Canadian magazines are bracing for a regulatory crackdown across the industry after two of the country's highest-profile publications suspended their unpaid internship programs amid accusations of unfair labour practices.

The Walrus and Toronto Life magazines will stop employing unpaid interns on Friday, after the Ontario Ministry of Labour informed them the programs, which brought in aspiring journalists, designers and others for temporary unpaid stints, contravened the Employment Standards Act.

Other magazines, some of which pay their interns a stipend, are anticipating similar scrutiny.

"We've been told that, as of April 1, every inspector in the Ministry of Labour will be targeting the magazine industry in the province of Ontario," said Doug Knight, the president of Toronto Life publisher St. Joseph Media.

A ministry spokesman refused to comment, but issued a statement that read: "The Ministry of Labour will be launching an enforcement blitz this spring focused specifically on internships across a variety of sectors." The statement added that the Ontario government had "invested an additional $3-million last year," increasing its number of inspectors and conducting more inspections in the workplace.

Mr. Knight said a total of between 20 and 30 internship positions would be eliminated at St. Joseph Media. The company employs about 200 paid staff at its properties, including Fashion, Wedding Bells, Canadian Family, Quill & Quire, and the Where city magazines.

The 10-year-old Walrus employs up to 11 unpaid interns in editorial, design, marketing and development. It will continue to employ two interns who are associated with a vocational program.

The law permits unpaid internships for students pursuing degrees, as well as in other cases in which six strict criteria are met.

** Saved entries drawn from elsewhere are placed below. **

PR #290, opened 2019-04-02
Indirect Funding Player A states

### LINKED ISSUE #280: Player A states

lalexgap:
Added player A states for `indirect-funding`. This assumes that there is no strategy negotiation. 

closes #280


packages/wallet/src/redux/funding/indirect-funding/player-a/state.ts
```diff
@@ -0,0 +1,76 @@
+import { Properties } from '../../../utils';
```
kerzhner: Commented on Andrew's PR as well about this, but we should be careful about directory and file name convention. In other parts of our code, we are currently using camel case like `channelState` as opposed to dashes like `indirect-funding`

packages/wallet/src/redux/funding/indirect-funding/player-a/state.ts
```diff
@@ -0,0 +1,76 @@
...
+import { PlayerIndex } from '../../../types';
+
+export const WAIT_FOR_APPROVAL = 'WAIT_FOR_APPROVAL';
+export const WAIT_FOR_PRE_FUND_SETUP_1 = 'WAIT_FOR_PRE_FUND_SETUP_1';
```
kerzhner: Should this be `WAIT_FOR_PRE_FUND_SETUP`? The fact that it is the first prefund state is implied by the `player` field.

andrewgordstewart: I kind of agree with @kerzhner here, but after that change, it starts to seem silly to have separate states for player A and player B -- they share exactly the same code, except they have a different value in the `playerIndex` property.

packages/wallet/src/redux/indirectFunding/playerB/state.ts
```diff
@@ -0,0 +1,76 @@
+import { Properties } from '../../utils';
+import { PlayerIndex } from '../../types';
+
+export const WAIT_FOR_APPROVAL = 'WAIT_FOR_APPROVAL';
+export const WAIT_FOR_PRE_FUND_SETUP_0 = 'WAIT_FOR_PRE_FUND_SETUP_0';
+export const WAIT_FOR_DIRECT_FUNDING = 'WAIT_FOR_DIRECT_FUNDING';
+export const WAIT_FOR_POST_FUND_SETUP_0 = 'WAIT_FOR_POST_FUND_SETUP_0';
+export const WAI_FOR_LEDGER_UPDATE_0 = 'WAI_FOR_LEDGER_UPDATE_0';
```
andrewgordstewart: Typo

packages/wallet/src/redux/indirectFunding/playerA/state.ts
```diff
@@ -0,0 +1,76 @@
+import { Properties } from '../../utils';
+import { PlayerIndex } from '../../types';
+
+export const WAIT_FOR_APPROVAL = 'WAIT_FOR_APPROVAL';
+export const WAIT_FOR_PRE_FUND_SETUP_1 = 'WAIT_FOR_PRE_FUND_SETUP_1';
+export const WAIT_FOR_DIRECT_FUNDING = 'WAIT_FOR_DIRECT_FUNDING';
+export const WAIT_FOR_POST_FUND_SETUP_1 = 'WAIT_FOR_POST_FUND_SETUP_1';
+export const WAI_FOR_LEDGER_UPDATE_1 = 'WAI_FOR_LEDGER_UPDATE_1';
```
andrewgordstewart: typo

packages/wallet/src/redux/funding/indirect-funding/player-a/state.ts
andrewgordstewart: We're going to stick with the code as is. It's more complicated than it needs to be, but it's already written, and tom seems to want it to be explicit.

PR #299, opened 2019-04-03
kebab-case for file and folder names

tomclose:
Change folder names to ~snake-case~ kebab-case to be consistent with the rest of the project (e.g. `contract-tests`, `magmo-client-wallet`, `message-service` etc.).

Propose that the only time we don't use kebab-case is when the file contains a single export that will be called capitalized as CamelCase. Main examples here are components and containers e.g. `ApplicationContainer.tsx`.


tomclose:
(Though I'm also up for making everything snake-case.)

geoknee:
I think this convention is actually called "kebab-case". 

snake_case_is_like_this 

😉

PR #303, opened 2019-04-03
indirectFundingReducer tests

andrewgordstewart:


packages/wallet/src/redux/indirect-funding/reducer.ts
```diff
@@ -32,7 +32,14 @@ function playerBReducer(
   state: states.Initialized,
   action: actions.indirectFunding.Action,
 ): states.Initialized {
-  return state;
+  return {
+    ...state,
+    indirectFunding: states.indirectFunding.playerB.waitForDirectFunding({
+      ledgerId: 'ledgerId',
```
kerzhner: Maybe leave a TODO that this hardcoding get's removed? Or maybe a comment with a Zube card reference?

andrewgordstewart: I won't bother, because the `playerBReducer` is simply a placeholder to disappear when we write the actual playerB reducer

kerzhner: 👍

PR #311, opened 2019-04-05
Route actions in the channel reducer based on action channelId/commitment

### LINKED ISSUE #310: Channel State Reducer needs to update state for non-app channels
Currently the channel state reducer updates individual channel state based on the current `appChannelId` stored in state.

We need to allow the channel state reducer to handle actions for ledger channels as well.

To handle this we can route a channel action based on its `channelID` or `Commitment`. If neither is present we can defer to `appChannelId` as we do now.

lalexgap:
Allows for handling actions for ledger Channel which would of been ignored based on the `activeAppChannelId`

Fixes #310

### DIFF
--- a/packages/wallet/src/redux/channel-state/reducer.ts
+++ b/packages/wallet/src/redux/channel-state/reducer.ts
@@ -98,9 +98,16 @@ const initializedChannels: ReducerWithSideEffects<states.InitializedChannelState
   if (action.type === actions.CHANNEL_INITIALIZED) {
     return { state };
   }
-  const { appChannelId } = data;
 
-  const existingChannel = state[appChannelId];
+  // If an action has a channelId/commitment we update the channel state for that channel
+  let channelId = data.appChannelId;
+  if ('channelId' in action) {
+    channelId = action.channelId;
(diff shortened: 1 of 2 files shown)


packages/wallet/src/redux/channel-state/reducer.ts
```diff
@@ -111,10 +118,10 @@ const initializedChannels: ReducerWithSideEffects<states.InitializedChannelState
     action,
   );
 
-  return { state: { ...state, [appChannelId]: newState }, sideEffects: outboxState };
+  return { state: { ...state, [channelId]: newState }, sideEffects: outboxState };
 };
 
-const initializedChannelStatusReducer: ReducerWithSideEffects<states.ChannelStatus> = (
+export const initializedChannelStatusReducer: ReducerWithSideEffects<states.ChannelStatus> = (
```
lalexgap: This is a bit ugly but exporting this allows us to mock it out.
It makes the routing tests a lot less fragile since they don't have to rely on logic of the channel stage reducers. 

Perhaps these should just be separated out into their own file?

PR #317, opened 2019-04-07
Remove WaitForChannel

tomclose:
The `WaitForChannel` state (storing just our `address` and `privateKey` in a channel state) doesn't make sense now that we have the `InitializingChannels` store. This PR removes it.


packages/wallet/src/redux/channel-state/reducer.ts
```diff
@@ -84,12 +63,166 @@ const initializingChannels: ReducerWithSideEffects<states.InitializingChannelSta
...
     },
     sideEffects: { messageOutbox: channelInitializationSuccess(wallet.address) },
   };
 };
 
+type CommitmentReceived = actions.OwnCommitmentReceived | actions.OpponentCommitmentReceived;
+const handleFirstCommmit = (
+  state: states.ChannelState,
+  action: CommitmentReceived,
+): StateWithSideEffects<states.ChannelState> => {
```
lalexgap: This function is pretty long so it might be nice to split it into two, something like `initializeChannel` and `handleCommitment`?

tomclose: I think I will leave this for a future refactor. I'm going to be doing some work on the channel state reducer as part of the challenge work.

PR #319, opened 2019-04-08
Try out repetition over abstraction

tomclose:
I wanted to see whether embracing repetition would make the code clearer in this case. For me, it makes it easier to understand the structure of the states at a glance. I realise there are tradeoffs here and if there were many more states it might get cumbersome. Interested to hear people's thoughts.

### DIFF
--- a/packages/wallet/src/redux/indirect-funding/player-a/state.ts
+++ b/packages/wallet/src/redux/indirect-funding/player-a/state.ts
@@ -7,31 +7,36 @@ export const WAIT_FOR_DIRECT_FUNDING = 'WAIT_FOR_DIRECT_FUNDING';
 export const WAIT_FOR_POST_FUND_SETUP_1 = 'WAIT_FOR_POST_FUND_SETUP_1';
 export const WAIT_FOR_LEDGER_UPDATE_1 = 'WAIT_FOR_LEDGER_UPDATE_1';
 
-interface BasePlayerAState {
+export interface WaitForApproval {
+  type: typeof WAIT_FOR_APPROVAL;
   channelId: string;
   player: PlayerIndex.A;
 }
 
-interface LedgerChannelExists extends BasePlayerAState {
+export interface WaitForPreFundSetup1 {
+  type: typeof WAIT_FOR_PRE_FUND_SETUP_1;
+  channelId: string;
+  player: PlayerIndex.A;
   ledgerId: string;
 }
 
-export interface WaitForApproval extends BasePlayerAState {
-  type: typeof WAIT_FOR_APPROVAL;
-}
-
-export interface WaitForPreFundSetup1 extends LedgerChannelExists {
-  type: typeof WAIT_FOR_PRE_FUND_SETUP_1;
-}
-
-export interface WaitForDirectFunding extends LedgerChannelExists {
+export interface WaitForDirectFunding {
   type: typeof WAIT_FOR_DIRECT_FUNDING;
+  channelId: string;
+  player: PlayerIndex.A;
+  ledgerId: string;
 }
-export interface WaitForPostFundSetup1 extends LedgerChannelExists {
+export interface WaitForPostFundSetup1 {
   type: typeof WAIT_FOR_POST_FUND_SETUP_1;
+  channelId: string;
+  player: PlayerIndex.A;
+  ledgerId: string;
 }
-export interface WaitForLedgerUpdate1 extends LedgerChannelExists {
+export interface WaitForLedgerUpdate1 {
   type: typeof WAIT_FOR_LEDGER_UPDATE_1;
+  channelId: string;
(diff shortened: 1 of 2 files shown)


lalexgap:
I think having all the properties defined on a state does make it easier to understand. In this case the states seems simple enough that either approach is pretty understandable.

 In general my only concern would be that we'll end up with states using slightly different names for properties (IE: `LedgerId`, `LedgerChannelId`) which could happen when we have states defined in multiple files. I guess that's pretty easy to avoid though.

tomclose:
The type system is also good at catching those sorts of errors.

andrewgordstewart:
This definitely feels wrong to me.

Extending an interface means agreeing to a contract. It's either the case like here (A), where it's easy to understand what `LedgerChannelExists` means, or you're in a world (B) where it's hard to understand what `LedgerChannelExists` means.

## Benefits of abstraction
### 1
In case (A), the benefit is low, since it's easy to keep in your head that, for instance, `LedgerChannelExists` means you have three properties.

In case (B), repeating the code makes it hard to understand if you're upholding the intended contract. How does the type system help, when you've defined `SomeType = TypeA | TypeB | TypeC | TypeD`, and the various types  don't quite have the right properties? I can definitely see some cases where the type checker will help you out, but I don't understand _exactly_ what the type checker will complain about in the same way as I do when `TypeX` extends a common interface.

### 2
It's easier to refactor.  In your proposal, if you want to change the variable `ledgerId`, let's say using VScode, you need to `fn+f2` in seven different places. This is on a small set of states.

### 3
Extending a common interface serves as documentation: in the context of this changeset, for instance:
- Before, I understand that every state needs to have a `player` and a `channelId`
- After, I need to
  * look at the definition of the union type to see what states there are
  * cycle through each state
  * keep track of what properties are shared so far

## What if I just want to see what a `WaitForPreFundSetup1` state looks like?

If you're interested to know exactly what the `WaitForPreFundSetup1` interface means, in one place, the type checker is happy to tell you, with a little wrangling:
```
interface Foo {
  foo: 'foo'
}
interface Bar {
  bar?: 'bar'
}
interface FooBar extends Foo, Bar {
  baz: any
}

type T = keyof FooBar
// VSCode tells you:
// type T = "baz" | "foo" | "bar"

const a: FooBar = {}
// VSCode tells you:
// const a: FooBar
// Type '{}' is missing the following properties from type 'FooBar': baz, foo ts(2739)
```
I wonder if there is a more elegant way to do this -- I couldn't find one. Note: the first way fails to inform you about optional properties, and the second fails to tell you that the property is optional. Incidentally, the two techniques combined do tell you which properties are optional.

I wouldn't want to do this regularly, but I believe that the number of times when you need to do this is low enough that the benefit of having the properties explicitly written in the source code is not high enough, compared to the costs of having to write all the properties everywhere needed, in the source code.

tomclose:
@andrewgordstewart to be clear, I'm not suggesting we necessarily do this everywhere. The question I'm asking is whether in this specific case (where we have 4 simple states that easily fit on a single screen), whether it's worth using extension (and introducing two extra concepts into the code).

I'm also not suggesting that the previous way isn't workable. As you highlight, you can always use VSCode to find out what the properties on these objects are.

What I am suggesting is that the repetition way is _better_ in this case. And when I say better, I'm working from the belief that the way a given piece of code is written should be optimized to be read and understood by others.

The reason I believe it is better in this case is that we only have four states and it is easy to write them out (and, if you change a property, easy to make the change). The way it is currently written, in order to understand the shape of `WaitForDirectFunding` (when reading the code on github for example) I have to go on a hunting expedition: I need to locate `LedgerChannelExists` and then `BasePlayerAState` and put all the properties together in my head. If I'm in VSCode I can use the editor to help, but I need to write something down to trick it into telling me. If we write them out, I can immediately see the shape and get a better understanding of what's going on. Human brains are good at spotting repetition and deviations from repetition. I'm arguing that in seeing those four states on the screen I immediately get a picture of how the structure of the different states and how they relate to one another, that is clearer than if I have to construct them in my head.

Overall this case itself is not particularly significant but I believe the principle is. In particular, it's the notion that "this definitely feels wrong" that I want to challenge. I believe that we should always try to make the code that is written as easy to understand as possible and sometimes repetition is a useful tool for doing this.

tomclose:
> How does the type system help, when you've defined SomeType = TypeA | TypeB | TypeC | TypeD, and the various types don't quite have the right properties?

What I meant here is that if you then try to use one of the properties you expect to be on `SomeType` but that isn't, the type checker will complain. E.g if you missed defining a property on one of them or misspelt it or something.

andrewgordstewart:
I had not considered readability on Github, and I would agree that in this case, it's more clear in this PR!

tomclose:
Just going to close this because it's stale.

PR #323, opened 2019-04-08
Player A Reducer tests

lalexgap:


packages/wallet/src/redux/channel-state/reducer.ts
```diff
@@ -29,6 +29,7 @@ import { StateWithSideEffects } from '../utils';
 import { ethers } from 'ethers';
 import { channelID } from 'fmg-core/lib/channel';
 import { WalletAction, COMMITMENT_RECEIVED } from '../actions';
+import { Commitment } from 'fmg-core/lib/commitment';
```
andrewgordstewart: shouldn't this be imported from `fmg-core` itself?

packages/wallet/src/redux/channel-state/reducer.ts
```diff
@@ -353,3 +354,9 @@ const receivedValidOpponentConclusionRequest = (
     penultimateCommitment: state.lastCommitment,
   });
 };
+
+const channelIsInitialized = (commitment: Commitment, state: states.ChannelState): boolean => {
+  const channelId = channelID(commitment.channel);
+  const initializedChannelAddresses = new Set(Object.keys(state.initializedChannels));
```
andrewgordstewart:
```suggestion
  return channelId in state. initializedChannels
```

packages/wallet/src/redux/channel-state/reducer.ts
```diff
@@ -353,3 +354,9 @@ const receivedValidOpponentConclusionRequest = (
...
+  return initializedChannelAddresses.has(channelId);
```
andrewgordstewart:
```suggestion

```

packages/wallet/src/redux/indirect-funding/player-a/__tests__/reducer.test.ts
```diff
@@ -0,0 +1,238 @@
...
+  walletState.indirectFunding = states.waitForPreFundSetup1({ channelId, ledgerId });
+  // Add the ledger channel to state
+  const ledgerChannelState = channelStates.waitForPreFundSetup({
+    ...ledgerChannelDefaults,
+    channelId: ledgerId,
+  });
+  walletState.channelState.initializedChannels[ledgerId] = ledgerChannelState;
+
+  describe(whenActionArrives(actions.COMMITMENT_RECEIVED), () => {
+    const validateMock = jest.fn().mockReturnValue(true);
```
andrewgordstewart: Can you move this mock to the top of the test suite?

packages/wallet/src/redux/indirect-funding/player-a/__tests__/reducer.test.ts
```diff
@@ -0,0 +1,238 @@
...
+    itTransitionsChannelToStateType(
+      updatedState,
+      newLedgerId,
+      channelStates.WAIT_FOR_PRE_FUND_SETUP,
+    );
+  });
+});
+
+describe(startingIn(states.WAIT_FOR_PRE_FUND_SETUP_1), () => {
+  const { channelId, ledgerId } = defaults;
```
andrewgordstewart: 💡 Lines 112-20 seems common among a lot of test cases, and might want to be extracted into something that constructs a starting state. This way, when we change the indirect funding reducer's signature, we only have to update the "starting state" construction in one place.

packages/wallet/src/redux/indirect-funding/player-a/__tests__/reducer.test.ts
```diff
@@ -0,0 +1,238 @@
...
+    const validateMock = jest.fn().mockReturnValue(true);
+    Object.defineProperty(SigningUtil, 'validCommitmentSignature', { value: validateMock });
+
+    const action = actions.commitmentReceived(
+      ledgerId,
+      WalletProcedure.IndirectFunding,
+      testScenarios.ledgerCommitments.ledgerUpdate1,
+      '0x0',
+    );
+    playerAReducer(walletState, action);
```
andrewgordstewart: Is the purpose of this describe block is to show that there's no run-time error?

packages/wallet/src/redux/channel-state/reducer.ts
lalexgap: Yes, for some reason vscode auto import seems to want to pull it off lib.

packages/wallet/src/redux/indirect-funding/player-a/__tests__/reducer.test.ts
lalexgap: Yup, right now it only serves to make sure things don't blow up. Once we decide on what a "finished" state looks like this can be modified to do the proper check.

packages/wallet/src/redux/channel-state/reducer.ts
lalexgap: Also it looks like an issue we have in a lot of places. We should probably go through and clean it up at some point.

packages/wallet/src/redux/indirect-funding/player-a/__tests__/reducer.test.ts
lalexgap: I think that's a good idea. I'm going to defer that until we refactor the reducer tests based on the Protocol Reducer interface.

packages/wallet/src/redux/indirect-funding/player-a/__tests__/reducer.test.ts
lalexgap: Done

packages/wallet/src/redux/indirect-funding/player-a/__tests__/reducer.test.ts
andrewgordstewart: Yeah, I would do it at the same time as that refactor.

PR #324, opened 2019-04-08
Switch Message actions to use processId

lalexgap:
Switch `COMMITMENT_RECEIVED`/`MESSAGE_RECEIVED` to use `processId`.

This allows the `COMMITMENT_RECEIVED` action to be passed into the `channelStateReducer` and have it correctly deduce the channelId

### DIFF
--- a/packages/wallet/src/redux/actions.ts
+++ b/packages/wallet/src/redux/actions.ts
@@ -46,6 +46,7 @@ export const metamaskLoadError = () => ({
 export type MetamaskLoadError = ReturnType<typeof metamaskLoadError>;
 
 // Common Transaction Actions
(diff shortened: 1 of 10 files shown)


packages/wallet/src/redux/actions.ts
```diff
@@ -46,6 +46,7 @@ export const metamaskLoadError = () => ({
 export type MetamaskLoadError = ReturnType<typeof metamaskLoadError>;
 
 // Common Transaction Actions
+// TODO: These should be switched from channelId to processId
```
lalexgap: Right now `directFunding` is expecting a `channelId` on the the transaction actions so I'm leaving this in place for now.

PR #151, opened 2018-05-11
ignore Cosi-BLS/config

guitarvydas:
added to Cosi-BLS/config to the ignore list


easye (changes requested):
This is already part of `dev` <https://github.com/emotiq/emotiq/blob/dev/.gitignore#L17>

PR #155, opened 2018-05-15
Socket actors

svspire:
TCP connections are working on CCL both between local processes on Darwin and between Darwin processes and AWS.


lukego:
I am new to this codebase so my review is to report my understanding of what this branch does and what happens when I run it.

### Understanding

My high-level understanding is that we have two layers here. The bottom layer is Actors which provides message passing *within* the Lisp image. The top layer is Gossip which adds distributed operation over a network by running certain actors that own sockets and know how to route messages.

(This is a different formulation than Erlang where the bottom layer handles distributed message routing and every actor's *PID* is addressable from any node, but it has the same effect.)

The blockchain functionality will then be a third (etc) layer built on top of Gossip and therefore able to route messages between nodes.

Is that correct?

### Testing

I have tested this code by running two CCL processes each loading `socket-actors-test.lua`. In the first process I run `(gossip::loopback-server)` and in the second process I run `(gossip::test-sa-client1)`. I also use `TRACE` to see certain mailbox and actor calls. Overall I am able to see the message delivered from the client to the server, implying that the socket is setup and working, but I see an error on the client when it tries to receive a reply. 

The exact error is:

```
There is no applicable method for the generic function:
  #<STANDARD-GENERIC-FUNCTION MP-COMPATIBILITY::DEQUEUE #x302001A2E6DF>
when called with arguments:
  (GOSSIP::OFSAG 10.0)
   [Condition of type NO-APPLICABLE-METHOD-EXISTS]
```

and this seems to be caused by `ENSURE-CONNECTION` calling `MAKE-SOCKET-ACTOR` with the symbol `OFSAG` where an `MPCOMPAT` mailbox is expected. I have the impression that this symbol is fbound to a callback function that should handle incoming messages but I am not sure about that.

Is this a bug? I must admit that I have merged `dev` into this branch for testing (for access to some of the new QuickLisp setup code) and this may have introduced a problem (but presumably that would need to be resolved for merge anyway.)

lukego (changes requested):
I was able to run this successfully except for the very last step, where the client tries to retrieve a reply from its mailbox. I would like to understand: Is this a bug?

I also have a workflow question: Since this code is currently only running on CCL and not LispWorks (according to Travis) does that mean that it needs to be ported before merge onto `dev`?

dbmcclain:
I think it is a mistake to view Actors vs Gossip as "layers". Erlang has its Processes with an underlying message passing system. Our Actors offer similar behavior with SEND. Gossip is a mechanism for transmission across networks. It can be constructed, in part, from Actors, other parts from dedicated server Threads.

Erlang extends its own SEND down in the kernel, to work across networks, and we can do that too. But that isn't really a function of Actors in our system, or Processes in Erlang. Rather, it is a layer of message delivery atop which Actors and Processes can be extended to work. In other words it is an additional DEFMETHOD overloading on SEND.

About the only semantic difference between our Actors and Erlang is with respect to Erlang LINKS. We don't have those, and in 10 years experience with Butterfly(*) I have rarely seen them as necessary, simply because Lisp has a powerful condition system that goes far beyond anything that Erlang could offer.

So I view Gossip as a networking protocol. I view Actors as task management. The two are orthogonal, and yet can take advantage of what each has to offer. Nothing hierarchical about this relationship.

(*) Butterfly started out as Thread-based (heavy) Erlang in Lisp, complete with LINKS. It has since been adapted to Actors as well. But apart from capacity for running "processes", original Butterfly was equivalent to Erlang, including transparent cross-platform message delivery. I rarely needed the added complexity of LINK out-of-band communications, given that I had a Lisp Condition System and UNWIND-PROTECT, HANDLER-BIND, etc. that avoided the need to kill/restart a network of linked processes. No reason to kill a process on trivial errors.

lukego:
Thanks for explaining @dbmcclain!

lukego:
@svspire I'm running the tests in `network-test.lisp` too after setting `*server-address*` to `"localhost"`. Superficially this all seems to work nicely in that the commands execute without errors and they produce pretty pictures like the ones attached. I'm not sure how to interpret this yet though.

Do we have any ways to automate multi-process testing? If not then would it make sense to set this up, or would that be premature for some reason?

screen shot 2018-05-15 at 15 58 34
screen shot 2018-05-15 at 15 31 36

src/config/config-file-utilities.lisp
```diff
@@ -0,0 +1,88 @@
+; notional code to read configuration files and generate
```
easye, line 1: @svspire Needs to be hooked up into an ASDF definition.  I provided code for you to use in <https://github.com/emotiq/emotiq/tree/config-mte/src/config>

src/config/gossip.conf
```diff
@@ -0,0 +1,12 @@
+; example gossip configuration file
```
easye, line 1: @svspire Is the intention to have a single global configuration committed to our source repository?  I think you would want these files to by examples, rather than universal configuration.

svspire:
`(gossip::loopback-server)` is old code and no longer works (but I probably should fix it).
`network-test.lisp` is the real test and yes, that needs to be automated somehow.

easye (changes requested):
I would like to see the configuration system actually working to configure nodes.

svspire:
The green nodes are "real" nodes on the local machine; the yellow nodes are proxy nodes that stand in for a real node on a different machine.

src/config/gossip.conf
svspire: It's all examples right now. Remove the whole config subdirectory if you wish. I hadn't intended to include it anyway.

Among the criteria: The magazine must not derive a significant "benefit from the activity of the intern," and it must provide training "similar to that which is given in a vocational school."

Mr. Knight said that stipulation was problematic for the industry. "The majority of our interns are actually graduates of programs like English literature, political science – what have you – and they've decided they're interested in the magazine industry. So they're not coming from vocational schools, per se."

He added: "We're providing a program that's a transition from school to work."

In the United States, unpaid internships have long been a popular route for journalists to break into the industry. But last year Condé Nast announced it would end the practice after former interns at The New Yorker and W sued the magazine giant.

Toronto Life previously paid interns a stipend, but stopped doing so during the 2009 financial crisis. "I would love to pay our interns," Mr. Knight said. "I would also love to give our regular staff annual cost-of-living increases. We can't do it."

Labour activists cheered the government action. "Magazines are one of the worst industries for exploiting unpaid interns," said Ella Henry, a spokesperson with the group Students Against Unpaid Internship Scams, which was created last fall as part of a wider push against the practice. "What's happened in recent years is that paid entry-level jobs have been replaced by unpaid internships. … There's no reason you can't get good experience and a foot in the door at an internship that pays minimum wage."

Politicians at both the provincial and federal levels have been raising the heat on internship programs. Last March, Ontario New Democratic MPP Taras Natyshak called on the Liberal government to regulate unpaid internships. Last November, NDP MP Andrew Cash introduced the National Urban Worker Strategy, a private member's bill he said would help protect interns.

The Walrus co-publisher Shelley Ambrose charged that there was an agenda behind the government's move. "Why they're choosing to enforce the act after 10 years, and so swiftly, without any conversations, is interesting, and seemingly quite political."